*Data to use:*
PR #271, opened 2016-06-22
Move file location to footer #233

### LINKED ISSUE #233: Move file location to footer
This can be moved to the footer (periodic status bar). This space is for the action status bar.
image

yl-coder:
Fixes #233 

image

### DIFF
--- a/src/main/java/address/controller/MainController.java
+++ b/src/main/java/address/controller/MainController.java
@@ -146,13 +146,12 @@ public class MainController {
 
     private void showHeaderStatusBar() {
         statusBarHeaderController = new StatusBarHeaderController();
-        AnchorPane sbPlaceHolder = (AnchorPane) rootLayout.lookup("#footerStatusbarPlaceHolder");
-        if (sbPlaceHolder == null) {
-            logger.warn("Error finding layout node");
-            showAlertDialogAndWait(AlertType.ERROR, "Error loading layout resources", "", "");
-        }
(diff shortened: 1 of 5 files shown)


src/main/java/address/controller/MainController.java
```diff
@@ -146,7 +146,13 @@ public StatusBarHeaderController getStatusBarHeaderController() {
 
     private void showHeaderStatusBar() {
         statusBarHeaderController = new StatusBarHeaderController();
-        rootLayout.getChildren().add(2, statusBarHeaderController.getFooterStatusBarView());
+        AnchorPane sbPlaceHolder = (AnchorPane) rootLayout.lookup("#footerStatusbarPlaceHolder");
```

*Task objective:*
In the records above, how many lines hold "Error"? Only the number is wanted.

*Answer space:*
2